PR #1894, opened 2025-09-05
feat: General Resource Access

raethlo:
This PR adds documentation for General Resource Access, new account and resource level setting that enables to fine tune resource access when using resource ids or links.


raethlo:
Going over the preview myself:

- I think this screenshot might be a bit too large 👀 https://pr-1894.preview.docs.apify.com/platform/collaboration/general-resource-access#exception-automatically-sharing-runs-via-actor-issues
- formatting `unrestricted` vs. **unrestricted**
- maybe the special case of named storages and **Anyone with id or name can read** could go to the summary instead of where it is
- The how it works section seems thin after re-reading, do you think we should expand it?

PR #1903, opened 2025-09-08
chore: ignore docs quality checks for legal documents

honzajavorek:
Extracted from https://github.com/apify/apify-docs/pull/1890/ Context is explained by @TC-MO in this comment: https://github.com/apify/apify-docs/pull/1890#issuecomment-3258243768

> @mnmkng context for you, in `/legal` I moved `<!-- vale off --> comment before frontmantter to not have the new rule targeting H1's affect anything. Also I've added ` I don't think you were using it and it was throwing a lot of false positives when working locally on docs repo. But if you are indeed using it, we can revert this change easily.
> 
>  * The goal here is it create new rule for Vale targeting H1's to prevent issues with the LLM buttons 
> * It also led to issues with the custom rules I've created previously so this PR should fix that
> * I also took this opporunity to update the packages for `write-good` & `msoft style guide` that we use in docs


TC-MO (approved):
LGTM, but let's wait for @mnmkng approval as well

B4nan:
This likely broken all the legal pages, I dont think you can put anything above the frontmatter.

The [legal page](https://docs.apify.com/legal) now looks like this:

image

PR #1916, opened 2025-09-10
fix: mix of small improvments

JMatej:


TC-MO:
I can take a look later today and fix vale issues, from what I saw it is just screaming about H1's

TC-MO:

☆ ☆ ☆ ☆ ☆

### WHAT THIS TASK INVOLVES:
Only lines containing the string "that" belong in the answer; find them in the data above and copy them.

### WRITTEN RESPONSE:
This PR adds documentation for General Resource Access, new account and resource level setting that enables to fine tune resource access when using resource ids or links.
> * It also led to issues with the custom rules I've created previously so this PR should fix that
> * I also took this opporunity to update the packages for `write-good` & `msoft style guide` that we use in docs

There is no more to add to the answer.